AI and the future of labor

AI-driven data also adds nuance to the discussion over where robotics fits into the labor force, some MRF operators say. High turnover in sorting jobs that can be dirty and dangerous is an ongoing issue. Many waste and recycling companies struggled to fill sorting roles even before the pandemic began, and the industry has increasingly seen robots as a potential solution.

“We would be kidding ourselves to think that labor is not a continuing problem,” Snyder said, “but we don’t see this as replacing people as much as it is trying to take that burden off certain positions.” One of the robots installed at a Rumpke facility sorts HDPE natural from other colors, a process that used to be done by hand.

Marcouiller of Machinex points out that AI can add value to MRFs that still rely on human sorters because employees are focused on sorting items correctly and can’t report on bigger-picture trends, such as how material streams change over time. 

Kate Davenport, co-president of nonprofit Eureka Recycling, said during the Resource Recycling conference in August that MRFs can invest in both technology and employees at the same time. When Eureka's MRF installed robotics, for example, it created a new position for an employee to monitor and interpret robotics data.

Taylor of Republic said he envisions that MRFs of the future could use enhanced AI and robotics technology to automatically adjust equipment based on material changes, thereby taking humans entirely out of the sorting process. 

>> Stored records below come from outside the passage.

PR #53, opened 2020-06-07
Key Competencies: Backend

MBuchalik:
I have integrated fields into the backend to store the Key Competencies. The API itself is probably not ideal, but I guess it is ok for now (for testing). We can/should maybe revamp this while actually "connecting" the frontend with the backend.


Backend/src/main/java/Digitact/Backend/Model/User/Applicant.java
```diff
@@ -74,4 +80,10 @@ public Positions getPositions() {
     public void setPositions(Positions positions) {
         this.positions = positions;
     }
+
+    public void addKeyCompetence(KeyCompetence keyCompetence) { keyCompetencies.add(keyCompetence); }
+
+    public List<KeyCompetence> getKeyCompetencies() { return new ArrayList<KeyCompetence>(keyCompetencies); }
+
+    public void addKeyCompetencies(List<KeyCompetence> keyCompetencies) { keyCompetencies.forEach(comp -> this.keyCompetencies.add(comp)); }
```
vishwasanavatti: Its always good to maintain consistency in method naming. So, it would be better to change "addkey" to "setKey".

vishwasanavatti (commented):
Everything looks fine except for that naming convention. Haven't tested locally but looks like it works.

Backend/src/main/java/Digitact/Backend/Model/User/Applicant.java
MBuchalik: To me, a method named "set" always sounds like it **overrides** the current content with what is being passed as parameter. This is not the case here: It appends stuff, so the old content is not being removed. Because of this, I wasn't really comfortable with using "set". What do you think about this?

I guess we could do one of the following two things:
1. I just rename it to "set". And we keep in mind that we should refactor this later.
2. I rename all "set..." methods to "add..." or "append..." or whatever.

What would you prefer?

Nasser-Eddin-Nasser: The word set in OOP means to declare&change a value to a variable, while add means to insert an element to a list for example. 
Usually, "add" used to add an object to another object. 
For example: 
"SetList" means, myList= newList; // old list is removed
"AddList" means myList += newList; // extend my old list  .

Nasser-Eddin-Nasser: FYI: 
usually, the "key" should be final, which means its only set by initialization through the constructor. so we don't need a set method. :)

Nasser-Eddin-Nasser: I'll review the code and refactor it today!

MBuchalik: > The word set in OOP means to declare&change a value to a variable, while add means to insert an element to a list for example.

OK, so my implementation should be fine, right? If not, then please elaborate a bit more on what I should change and in which way. :) 

> usually, the "key" should be final

Which key are you referring to?

> I'll review the code and refactor it today!

Could we merge my PR before you refactor anything? Otherwise, I will get merge conflicts on that one.

Backend/README.md
```diff
@@ -118,6 +118,13 @@ If you want to access the database, you are most likely prompted for a password.
       "grade": double,
       "graduation_date": String
     }
+  ],
+  "keyCompetencies": [
+    {
+      "category: KeyCompetenciesCategory,
```
Nasser-Eddin-Nasser: fine **Syntax** error by "category: KeyCompetenciesCategory,

Backend/src/main/java/Digitact/Backend/Model/User/Applicant.java
Nasser-Eddin-Nasser: I'll check the code and fix the "bugs/errors" if there is and will let u know what I changed and why @MBuchalik  :)

Backend/README.md
MBuchalik: You mean the missing quote after `"category`?

Backend/src/main/java/Digitact/Backend/Model/User/Applicant.java
MBuchalik: I didn't even know you have write access on my repo :D

Backend/README.md
Nasser-Eddin-Nasser: yeah, and KeyCompetenciesCategory should be declared

Nasser-Eddin-Nasser:
I pulled and ran the code locally, it works perfectly, It can be merged with master  :)

PR #55, opened 2020-06-08
Finalization of Applications

vishwasanavatti:
This PR has 3 new pages and database changes.
1) Impression page - impression to be entered by HR staff.
2) Finalize page - to finalize the application after all the details have been filled and mark it ready for sending it to HR monitor.
3) Applications page - Here the not finalized list of applications is listed and also shows the count of applications that are finalized and has send button.


frontend/src/app/applications/applications.page.html
```diff
@@ -0,0 +1,72 @@
...
+      <div class="content">
+        <div class="main-description info-content">
+          <h1>Not Finished</h1>
+          This list includes all the applications that have been submitted by
+          the applicant but not been rated by HR staff.
+        </div>
+      </div>
+    </div>
+
+    <div style="padding: 1.5rem; padding-top: 0.5rem !important;">
```
Bharathravi1995: Can you change it to class

frontend/package.json
```diff
@@ -37,7 +37,7 @@
     "zone.js": "~0.10.2"
   },
   "devDependencies": {
-    "@angular-devkit/build-angular": "~0.901.4",
+    "@angular-devkit/build-angular": "^0.901.7",
```
MBuchalik: Why was this change needed? (Especially: Why the change from `~` to `^`?)

frontend/src/app/forms/model/steps.model.ts
```diff
@@ -12,7 +12,15 @@ export enum ApplicationStep {
...
+  ImpressionInformation = 'impression-information',
+  Finalize = 'finalize',
+}
+
 /**
  * All of the possible steps as an array.
  */
 export const ApplicationStepsArr = Object.values(ApplicationStep);
+
+export const hrRatingStepArr = Object.values(hrRatingStep);
```
MBuchalik: I think it would be better if we put the HR-part (hrRatingStep and hrRatingStepArr) into app/rating/model/. Maybe, we could create a file "app/rating/model/steps.model.ts".

frontend/src/app/forms/side-menu/side-menu.component.html
```diff
@@ -32,21 +32,20 @@ <h1>Progress</h1>
...
           [ngTemplateOutletContext]="{
-            step: APPLICATION_STEP.EducationInformation,
-            displayName: 'Education Information',
-            isValid: formsData.controls.educationInfo.valid,
-            isActive: currentStep === APPLICATION_STEP.EducationInformation
+            step: APPLICATION_STEP.FieldDesignationPreference,
+            displayName: 'Industries and Positions',
+            isValid: formsData.controls.fieldDesignationInfo.valid,
+            isActive:
+              currentStep === APPLICATION_STEP.FieldDesignationPreference
```
MBuchalik: Oh yeah, I saw this as well :D (Fixed with my PR)

frontend/package.json
Bharathravi1995: I think ~0.901.4 itself can fetch minor patch version .7

frontend/src/app/home/home.page.html
```diff
@@ -1,3 +1,26 @@
+<ion-header class="ion-no-border ion-padding">
+  <ion-toolbar>
+    <ion-buttons slot="end">
+      <ion-button
+        id="notification-button"
```
MBuchalik: In Angular, you almost never use an ID in the HTML. Please just use a class for this.

MBuchalik: The same applies for the "notification badge".

frontend/src/app/home/home.page.html
```diff
@@ -1,3 +1,26 @@
...
+        style="min-height: 100px;"
```
Bharathravi1995: Can u remove inline style

frontend/src/app/home/home.page.scss
```diff
@@ -42,3 +42,22 @@ h3 {
 .logo-square {
   fill: var(--ion-color-secondary);
 }
+
+.custom-icon {
+  font-size: 64px;
+  color: lightgray;
```
MBuchalik: Please use Ionics color variables for this. I think "ion-color-light-shade" could be the one for this.

Also, this button is waaay to large :D  I'd suggest to set the font-size to 40px. On the button itself, you can also set the height to 40px (or maybe a bit more, I haven't tested that)

frontend/src/app/home/home.page.scss
```diff
@@ -42,3 +42,22 @@ h3 {
...
+}
+
+#notification-button {
+  position: relative;
+  overflow: visible !important;
+}
+
+#notifications-badge {
+  background-color: red;
```
MBuchalik: Please use the Ionic color variables here (`var(--ion-color-secondary)`).

frontend/src/app/rating/rating.page.ts
```diff
@@ -4,38 +4,280 @@
  *
  */
 
-import { Component } from '@angular/core';
+import { Component, OnDestroy, OnInit } from '@angular/core';
 import { Validators } from '@angular/forms';
+import { ActivatedRoute, Router } from '@angular/router';
 import { NavController } from '@ionic/angular';
+import { AlertController } from '@ionic/angular';
+import { ToastController } from '@ionic/angular';
```
MBuchalik: With the changes from my PR that have been merged a few minutes ago, the iimports for AlertController and ToastController are blacklisted. Please use the ones I added into common/ion-wrappers/ instead. :)

(At the time you wrote this, my changes weren't merged into master. So you couldn't have known that.)

frontend/src/app/rating/rating.page.ts
```diff
@@ -4,38 +4,280 @@
...
     this.navController.navigateBack('/home');
   }
+  /**
+   * In this method popup is displayed to confirm finalize the applicant information
+   */
+  async finalize(): Promise<void> {
+    const alert = await this.alertController.create({
+      header: 'Finalize',
+      message:
+        'Do you really want to finalize this form? it wont be possible to edit later.',
```
MBuchalik: There is a typo: "wont" instead of "won't" :) And the "it" should be uppercase.

frontend/src/app/services/storage-handler.service.ts
```diff
@@ -6,100 +6,132 @@ import { Injectable } from '@angular/core';
...
 import { FormsData } from '../model/forms-data.model';
+import { RatingForm } from '../rating/model/rating-form.model';
 
 @Injectable({
   providedIn: 'root',
 })
 export class StorageHandlerService {
-  constructor(private storage: Storage) {}
+  applicantDetailsDb: Storage;
+  apllicantRatingsDb: Storage;
```
MBuchalik: There is a typo: "apllicant" instead of "applicant"

frontend/src/app/services/storage-handler.service.ts
```diff
@@ -6,100 +6,132 @@ import { Injectable } from '@angular/core';
...
+    this.apllicantRatingsDb = new Storage({
+      name: 'digitact',
+      storeName: 'applicants-rating',
+      driverOrder: ['indexeddb', 'localstorage'],
+    });
+    this.commonPropertiesDb = new Storage({
+      name: 'digitact',
+      storeName: 'common-properties',
+      driverOrder: ['indexeddb', 'localstorage'],
+    });
```
MBuchalik: I am happy that it worked like that. :) We definitely shouldn't forget to add the sqlite storage as well

frontend/src/app/services/storage-handler.service.ts
```diff
@@ -6,100 +6,132 @@ import { Injectable } from '@angular/core';
...
+  }
+
+  /**
+   * Used to generate next Id
+   * @returns Promise of string containing next id
+   */
+
+  async getNextId(): Promise<string> {
+    const val = await this.commonPropertiesDb.get('recentId');
```
MBuchalik: Should we maybe rename "recentId" to "recentApplicationId" or "recentApplicantId" or "lastApplicationId"?

frontend/src/theme/custom.scss
```diff
@@ -145,3 +145,20 @@ ion-item.item-has-focus {
...
+ * Customization of the alert in the dropdownmenu of the finalize-page
+*/
+.custom-class {
+  .cancel-button {
+    color: blue;
+  }
+  .finalize-button {
+    color: red;
+  }
+}
```
MBuchalik: Please don't hard-code these colors here. If you want to use a red color, then use `var(--ion-color-warning)` (or the secondary color, which is at least in our case red as well).

Also, maybe make everything a bit more generic: Just create the css classes like so:

``` css
.custom-alert-button-colors {
  .color-secondary {
    color: var(--ion-color-secondary);
  }
}
```

And finally: I know that in the mockups, one button is blue. But I think it would be ok to keep the default color.

frontend/src/theme/custom.scss
```diff
@@ -145,3 +145,20 @@ ion-item.item-has-focus {
...
+
+.ok-button {
+  button {
+    color: blue !important;
+  }
+}
```
MBuchalik: I think, if you apply the changes of my previous comment, then you can just delete this.

frontend/src/app/applications/applications.page.ts
```diff
@@ -0,0 +1,67 @@
...
+
+    this.notFinishedEntry = inp.filter((x) => x.isRated === 0);
+
+    this.countNotFinalized = this.notFinishedEntry.length;
+  }
+  /**
+   * In this method navigation to HR rating is handled.
+   */
+  goToRating(id: string): void {
+    this.navController.navigateForward(['/rating'], { state: { id } });
```
MBuchalik: Just out of curiosity: Is there any reason why you put the ID into the state, instead of just using it directly in the URL? The id is, after all, just a string.

MBuchalik (commented):
Wow, a pretty large PR. I tested it locally and it seems to work fine! 🎉 I added a few comments.

frontend/src/app/forms/forms.page.ts
```diff
@@ -205,15 +212,23 @@ export class FormsPage implements OnInit, OnDestroy {
...
+    });
+    this.formsData.controls.submittedTime.setValue(time);
+
+    this.storage.getNextId().then((key) => {
+      this.formsData.controls.id.setValue(key);
+
+      this.storage.addItem<FormsData>(
+        this.storage.applicantDetailsDb,
+        key,
+        this.formsData.getRawValue()
```
MBuchalik, line 239: In 99.9% of the cases, you don't actually want to use "getRawValue". Why is this necessary here? Please keep in mind that getRawValue will include all fields, including disabled ones. This quickly leads to bugs. Or it "leaks" data the user didn't even want to submit. So, one should be really really careful when using this.

frontend/src/app/services/storage-handler.service.ts
Bharathravi1995: SQLite is next priority.

frontend/src/app/forms/forms.page.ts
Bharathravi1995: Ya I know what it is being used for and aware of it. The main reason is I have added id and isRated flag in the interface , I don't want these to validated as it is system generated. SO I disabled these fileds. But I want these fields in storage. Hence used getRawValue.

frontend/src/app/forms/model/steps.model.ts
vishwasanavatti: ya but why create another file. I felt its unnecessary to create another one but will create it if its really required to be separated.

frontend/src/app/home/home.page.html
vishwasanavatti: ok will change that.

frontend/src/app/home/home.page.scss
vishwasanavatti: ya ok. I saw somewhere that icon size should be multiples of 2^n so gave it 64 as 32 was too small. Will check with your suggestion.

frontend/src/app/forms/forms.page.ts
MBuchalik: > I don't want these to validated as it is system generated

If you don't add a Validator, then they won't be validated. ;) So I see no problem here...

The only potential issue I see at this point is that the progress bar would also "react" to these values. But we should rather fix the progress bar instead of doing sth like this.

Is there any other reason why this is necessary? If not, then I strongly recommend against using `getRawValue()` (as described in my first comment).

frontend/src/app/forms/model/steps.model.ts
MBuchalik: The HR steps don't have anything to do with the "main form". I think you should rather think like "what belongs together" instead of "how can I use less files" ;) 

The HR steps are a completely separate thing. They even live in a separate module. And you should usually not include files over the boundaries of modules. (Of course, there are exceptions to this rule...)

frontend/src/app/applications/applications.page.ts
Bharathravi1995: Ya it can be implemented as dynamic route as well. But I didn't feel the necessity to implement it, as just passing id in state solves the needs. Also In future if we want some other data, we can send it. Otherwise an extra step of querying record is needed.

frontend/src/app/home/home.page.scss
MBuchalik: Hm I have never heard of this rule

frontend/src/app/forms/forms.page.ts
Bharathravi1995: Currently the interface is `export interface FormsData {
  id: string;
  isRated: number;
  submittedTime: string;
  basicInfo: BasicInfo;
  contactInfo: ContactInfo;
  educationInfo: EducationInfo;
  fieldDesignationInfo: FieldDesignationInfo;
}`

Id and isRated are not under FormGroup as like other fields. And I don't think it is correct to move as a Group. If you leave without Validators.required valid property becomes true. We are using value property of the first level Control object to calculate progress. If we did not disable it I have to make poor hack in the code to work. So I used disable() to remove it from control as suggested in https://angular.io/api/forms/AbstractControl#disable . But I need the disabed values in storage. hence I used getRawValues(). Also that is one of the usecase why  such methods exists.

MBuchalik: > We are using value property of the first level Control object to calculate progress.

Then we should definitely refactor how the progress is calculated. 

>  If we did not disable it I have to make poor hack in the code to work.

Not necessarily. We can simply refactor the method that updates the progress value. One idea: Have an object that, for each top-level element, tells us if it should be part of the progress counter or not. (This would also be super handy when we add pages that only include optional items in the future.)  
Is there anything speaking against this?

>  So I used disable() to remove it from control as suggested in https://angular.io/api/forms/AbstractControl#disable 

I think you have mis-understood the wordings used there. It says:
> Disables the control. This means the control is exempt from validation checks and excluded from the aggregate value of any parent. Its status is DISABLED.

This is really much more than just saying "I don't want this control not to be validated". In general, you really only use this if you want to "grey out" a form element if the user is not supposed to enter data into this for now. (Of course, this is just one example of a pretty common use case.)

> Also that is one of the usecase why such methods exists.

We should avoid using such methods at all costs. I believe such methods exist to handle edge cases that you really cannot handle in another way. Or for debugging purposes. But in our case, we can really just update our progress counter algorithm and that's it.

Bharathravi1995: Ya I agree disable() is more than avoiding validation. It will remove from the control itself which is the one I want to achieve. Also I feel the right way to do. Why id and isRated which are not filled by user to exist under control. For now it works without any hack. Adding flag at top level should work. But I don't think of a necessity now. We can refactor later on when we implement such pages.

frontend/src/app/forms/model/steps.model.ts
vishwasanavatti: ok will create a new file.

frontend/src/app/forms/forms.page.ts
MBuchalik: >For now it works without any hack. 

Using `getRawValue()` for this is a hack. It is just not the way you deal with form values. It is error-prone and may leak data: Other developers might think that their disabled entries will not be part of the final result. And this will then accidentally still be submitted to the server. By using getRawValue, you also simply disallow any developer from using the disable function in any part of the form in the way they are used to: It is simply not possible anymore to use "disable" on a form element in order to actually hide data from the final result.

But I got the feeling it makes no sense to argue here anymore. Just merge it like it is, but please at least add a prominent comment/info about the fact that disabled form controls are still submitted. This is not how forms are usually dealt with and any future developer on this code base may fall for this.

Btw: Another simple solution could have been to use a structure like this:

``` ts
interface MyData {
  id: number;
  isRated: boolean;
  submittedTime: Date;

  formValue: FormValue<FormsData>;
}
```

Then, when submitting/storing the data, you could simply have done the following:

``` ts
const data: MyData = {
  id: theId,
  isRated: false,
  submittedTime: new Date(),

  formValue: this.formsData.value;
}

// The following is simplified...
this.storage.addItem<MyData>(data);
```

Bharathravi1995: A developer should be aware of what he is disabling. A need of disabling arrives when he doesn't want a field to be controlled. When he doesn't want to control? When it is not user entered fields. Also developer should refrain from adding unwanted fields in the interface other than some thing used for state maintainence in client  and system generated. These data structure are meant only for  local storage and should not be sent to the server directly. I don't think there will be a data leak if interface is properly handled. Let's say some fields has to enabled or disabled based on another formControl value. In this case if he does not want a field he can disable it. Here the default empty  value will be stored as done in the FormGroup instance creation for disabled fields. In this case if we use .value instead of getRawValues() the object will be no more of type in interface until we make it optional.

 Initially I thought of doing the same way as suggested in your interface, but it creates one more nested level of the object.

frontend/src/app/rating/rating.page.ts
vishwasanavatti: could not figure out how to make wont to won't. I tried with escape sequence but couldn't do it as lint fails.

MBuchalik: Can't you just use `const str = 'this won\'t be a problem'`? Or have we made the linter too strict? :D

MBuchalik:
If you are done with the changes suggested, feel free to merge this PR! 👍 
The only discussion that will remain open is https://github.com/Nasser-Eddin-Nasser/Digitact/pull/55#discussion_r436714326 but I guess we shouldn't get blocked by this. I still got the opinion that one should not use getRawValue() in the way it was done here.

Bharathravi1995:
> If you are done with the changes suggested, feel free to merge this PR! 👍
> The only discussion that will remain open is [#55 (comment)](https://github.com/Nasser-Eddin-Nasser/Digitact/pull/55#discussion_r436714326) but I guess we shouldn't get blocked by this. I still got the opinion that one should not use getRawValue() in the way it was done here.

Ya Martin, I have a different opinion about getRawValue() still. Anyways I will file an issue regarding it for tracking. I will think of it and will do the needful. Thanks for your suggestions and views on it. It has different perspective than mine.

frontend/src/app/forms/forms.page.ts
MBuchalik: > A need of disabling arrives when he doesn't want a field to be controlled. When he doesn't want to control? When it is not user entered fields.

If you don't want the user to enter anything, then just don't add it to the HTML.

There are use cases where you programatically fetch something and still want to have validators on that. Even if the actual input element is not directly seen on the UI.

> Also developer should refrain from adding unwanted fields in the interface other than some thing used for state maintainence in client and system generated.

What about the following use case? A checkbox asking "do you want to provide feedback to this (whatever)?". If it is checked, then some form items are displayed that the user now may fill out. But if the checkbox is not checked, then the user can just proceed. Do you think that, when the box is not checked, it really makes sense to include all of the disabled fields in the result?

From my point of view, this is a valid use case of using "disable()". 

Or, an example that is closer to our app: In our form we display a menu where the user may enter the schools and universities he graduated in. If an university is selected, then we ask for the name and, let's say, the grade of the final thesis. But if a school is selected, we only ask for the name. This is again one thing you would implement using the "disable()" function.

> Let's say some fields has to enabled or disabled based on another formControl value. In this case if he does not want a field he can disable it. Here the default empty value will be stored as done in the FormGroup instance creation for disabled fields.

The more elegant way is to simply not store the fields at all.


Finally, let's think about how this is handled in traditional HTML forms. If you wanted to store some data hidden from the user, then you would just create an input element with `type="hidden"`. In Angular, you simply don't create the HTML part of this form.

In traditional HTML forms, if you diabled an input field, it would not be sent to the server. In Angular, if you use "value", then the disabled inputs are not included. Coincidence?

The only reason why you are using these disabled fields in this PR is because of the progress indicator. If it didn't exist, then you wouldn't have had the need to disable the fields. So, from my point of view, one should simply fix the progress indicator instead.


But, I guess we should just keep going instead of wasting too much time on this discussion. You heard my points, I heard yours. I still would never ever use getRawValue(), but I cannot stop anybody from using it. :D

Though Gambelin of Everest thinks total MRF automation could be possible in the future, in the near term, “we have to transition away from the idea that robots are better than humans in every application, because robots work differently than humans,” he said.

Many MRFs were originally designed before robotics and other modern sorting equipment became widely available on the market, meaning some types of retrofits may not work for the layout and design of a given facility, said Gambelin. Data gathered from AI “is really insightful in this instance because it can help set expectations on what [a robot’s] performance will really look like and make sure the customer is happy with that.”

MRF operators and AI and robotics vendors say AI will likely have new applications in the future, possibly by helping sort materials at an even more specific level for emerging markets or niche clients. Everest, AMP and other equipment manufacturers say they can already sort some items by brand or bar code, and AMP recently announced it was using the capability to recover K-cup coffee pods.

A packaging company recently asked Everest for data on how its products flow through different MRFs to get insight on ways to redesign its packaging for better recyclability. “It matters where packaging ends up in the MRF. If a container ends up on paper line, there’s a chance that it won't get recovered,” Gambelin said.

That level of technology could also be used to support extended producer responsibility initiatives by working directly with brands to use AI and robotics to target specific containers, sort them and return them to the brand owner. Gambelin anticipates brand owners could help fund the equipment built to do that.

“My view is that if you can get the manufacturer to contribute directly to a direct activity that actually recovers their material, they'd be far more amenable to doing that,” he said. 

MRFs that have already invested in such equipment may also find uses for it they haven’t even thought of yet.

“The inspiring part about these computer systems is their ability to continue to learn constantly — gathering data on color, size, form factors and even brand recognition,” Republic's Taylor said. “It's limitless right now, I think, with AI, what we're going to be able to do in the future here in the MRFs.”